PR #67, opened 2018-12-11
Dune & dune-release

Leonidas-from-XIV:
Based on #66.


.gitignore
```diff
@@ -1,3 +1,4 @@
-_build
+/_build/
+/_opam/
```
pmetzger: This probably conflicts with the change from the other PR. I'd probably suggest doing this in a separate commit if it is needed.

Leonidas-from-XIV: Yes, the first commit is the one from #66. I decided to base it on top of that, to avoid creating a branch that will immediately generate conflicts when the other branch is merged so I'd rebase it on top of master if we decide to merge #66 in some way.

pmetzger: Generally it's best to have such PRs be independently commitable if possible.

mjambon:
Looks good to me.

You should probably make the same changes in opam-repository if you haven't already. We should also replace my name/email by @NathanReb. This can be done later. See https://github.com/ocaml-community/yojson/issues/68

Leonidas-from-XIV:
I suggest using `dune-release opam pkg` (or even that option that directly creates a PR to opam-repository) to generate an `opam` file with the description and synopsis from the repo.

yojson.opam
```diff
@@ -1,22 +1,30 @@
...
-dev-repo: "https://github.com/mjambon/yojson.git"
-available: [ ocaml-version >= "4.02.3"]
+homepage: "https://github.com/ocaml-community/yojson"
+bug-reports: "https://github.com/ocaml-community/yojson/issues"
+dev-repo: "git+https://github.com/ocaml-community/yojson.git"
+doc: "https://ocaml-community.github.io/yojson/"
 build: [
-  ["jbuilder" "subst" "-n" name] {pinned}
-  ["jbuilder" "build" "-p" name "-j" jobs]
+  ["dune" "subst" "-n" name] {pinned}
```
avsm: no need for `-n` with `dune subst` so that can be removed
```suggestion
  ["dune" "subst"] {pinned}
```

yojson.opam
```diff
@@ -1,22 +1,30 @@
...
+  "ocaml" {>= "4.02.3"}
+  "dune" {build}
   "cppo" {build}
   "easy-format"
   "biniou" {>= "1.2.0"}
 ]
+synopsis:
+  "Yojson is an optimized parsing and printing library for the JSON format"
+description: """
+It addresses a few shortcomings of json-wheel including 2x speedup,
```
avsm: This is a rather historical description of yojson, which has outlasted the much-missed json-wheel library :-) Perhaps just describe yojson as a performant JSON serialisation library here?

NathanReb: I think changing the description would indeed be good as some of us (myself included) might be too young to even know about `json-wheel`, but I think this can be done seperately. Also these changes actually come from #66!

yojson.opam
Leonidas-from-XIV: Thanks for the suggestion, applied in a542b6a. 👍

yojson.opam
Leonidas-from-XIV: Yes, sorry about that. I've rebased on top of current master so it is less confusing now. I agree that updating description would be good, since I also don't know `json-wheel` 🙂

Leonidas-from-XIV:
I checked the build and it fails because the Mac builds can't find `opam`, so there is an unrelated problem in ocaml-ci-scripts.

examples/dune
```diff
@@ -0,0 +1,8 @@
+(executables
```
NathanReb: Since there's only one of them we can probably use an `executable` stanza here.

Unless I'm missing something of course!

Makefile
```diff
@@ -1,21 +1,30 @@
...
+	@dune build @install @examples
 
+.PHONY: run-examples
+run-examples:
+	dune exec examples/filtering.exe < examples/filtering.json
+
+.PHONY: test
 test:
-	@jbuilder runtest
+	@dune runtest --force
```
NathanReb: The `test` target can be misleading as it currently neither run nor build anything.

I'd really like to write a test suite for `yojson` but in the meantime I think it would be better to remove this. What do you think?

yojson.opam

* * *

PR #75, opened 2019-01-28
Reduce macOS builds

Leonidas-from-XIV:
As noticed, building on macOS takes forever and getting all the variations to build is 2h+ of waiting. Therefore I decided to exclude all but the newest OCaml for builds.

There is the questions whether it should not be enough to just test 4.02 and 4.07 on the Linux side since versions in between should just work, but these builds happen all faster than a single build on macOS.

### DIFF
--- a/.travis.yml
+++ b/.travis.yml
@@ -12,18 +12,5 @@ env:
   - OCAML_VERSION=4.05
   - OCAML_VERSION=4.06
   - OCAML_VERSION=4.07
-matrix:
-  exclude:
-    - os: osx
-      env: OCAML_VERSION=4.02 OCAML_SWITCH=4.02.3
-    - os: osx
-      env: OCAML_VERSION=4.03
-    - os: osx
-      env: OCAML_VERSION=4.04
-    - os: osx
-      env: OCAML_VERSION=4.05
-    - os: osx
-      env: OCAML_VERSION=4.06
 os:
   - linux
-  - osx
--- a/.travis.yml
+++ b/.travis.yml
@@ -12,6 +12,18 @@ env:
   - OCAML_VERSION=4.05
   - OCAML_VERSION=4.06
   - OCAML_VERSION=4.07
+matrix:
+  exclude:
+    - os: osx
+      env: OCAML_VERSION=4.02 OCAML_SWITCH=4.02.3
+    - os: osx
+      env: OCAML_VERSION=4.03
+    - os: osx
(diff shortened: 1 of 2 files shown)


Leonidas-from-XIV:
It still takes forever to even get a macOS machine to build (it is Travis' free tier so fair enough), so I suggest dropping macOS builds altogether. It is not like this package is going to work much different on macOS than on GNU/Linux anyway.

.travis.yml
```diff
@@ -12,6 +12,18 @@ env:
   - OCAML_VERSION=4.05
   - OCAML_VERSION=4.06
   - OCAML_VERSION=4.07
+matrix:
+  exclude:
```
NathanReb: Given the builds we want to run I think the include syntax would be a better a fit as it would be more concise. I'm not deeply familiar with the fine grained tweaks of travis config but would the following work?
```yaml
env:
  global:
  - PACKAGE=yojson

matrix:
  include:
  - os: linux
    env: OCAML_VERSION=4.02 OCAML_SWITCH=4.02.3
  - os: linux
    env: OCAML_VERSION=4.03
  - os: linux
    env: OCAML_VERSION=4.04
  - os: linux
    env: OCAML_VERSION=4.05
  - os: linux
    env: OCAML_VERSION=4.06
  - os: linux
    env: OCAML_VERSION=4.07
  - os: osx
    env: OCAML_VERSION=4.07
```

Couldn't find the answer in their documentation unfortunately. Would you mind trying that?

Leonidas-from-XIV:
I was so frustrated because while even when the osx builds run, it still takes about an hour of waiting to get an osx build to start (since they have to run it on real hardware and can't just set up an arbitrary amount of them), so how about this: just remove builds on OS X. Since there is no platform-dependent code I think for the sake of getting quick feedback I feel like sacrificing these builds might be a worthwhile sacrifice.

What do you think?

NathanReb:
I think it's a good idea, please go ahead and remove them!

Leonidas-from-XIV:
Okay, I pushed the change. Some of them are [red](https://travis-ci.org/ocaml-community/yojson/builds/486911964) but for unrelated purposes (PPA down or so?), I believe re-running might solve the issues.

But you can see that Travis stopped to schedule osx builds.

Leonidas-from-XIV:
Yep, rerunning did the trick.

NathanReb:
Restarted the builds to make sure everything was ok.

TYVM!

--

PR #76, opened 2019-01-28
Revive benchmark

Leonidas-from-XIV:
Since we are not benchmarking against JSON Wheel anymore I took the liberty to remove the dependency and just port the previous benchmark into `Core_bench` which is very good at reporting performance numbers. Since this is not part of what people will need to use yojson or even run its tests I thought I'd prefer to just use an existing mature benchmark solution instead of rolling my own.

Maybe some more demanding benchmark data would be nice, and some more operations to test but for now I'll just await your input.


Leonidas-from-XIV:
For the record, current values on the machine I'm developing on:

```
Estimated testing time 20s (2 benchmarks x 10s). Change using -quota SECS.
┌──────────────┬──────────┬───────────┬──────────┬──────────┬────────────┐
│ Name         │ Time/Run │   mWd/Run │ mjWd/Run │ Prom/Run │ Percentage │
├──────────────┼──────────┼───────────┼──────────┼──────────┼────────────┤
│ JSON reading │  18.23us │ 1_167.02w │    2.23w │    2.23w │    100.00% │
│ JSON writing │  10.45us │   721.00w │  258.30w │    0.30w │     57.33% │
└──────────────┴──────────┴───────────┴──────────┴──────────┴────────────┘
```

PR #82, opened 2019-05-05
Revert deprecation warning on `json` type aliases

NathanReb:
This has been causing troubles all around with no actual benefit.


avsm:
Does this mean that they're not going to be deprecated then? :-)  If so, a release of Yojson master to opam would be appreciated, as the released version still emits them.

- **What the task asks**
Go through the entries. Report every line that contains the word "community".

- **Finished exercise**
You should probably make the same changes in opam-repository if you haven't already. We should also replace my name/email by @NathanReb. This can be done later. See https://github.com/ocaml-community/yojson/issues/68
+homepage: "https://github.com/ocaml-community/yojson"
+bug-reports: "https://github.com/ocaml-community/yojson/issues"
+dev-repo: "git+https://github.com/ocaml-community/yojson.git"
+doc: "https://ocaml-community.github.io/yojson/"
Okay, I pushed the change. Some of them are [red](https://travis-ci.org/ocaml-community/yojson/builds/486911964) but for unrelated purposes (PPA down or so?), I believe re-running might solve the issues.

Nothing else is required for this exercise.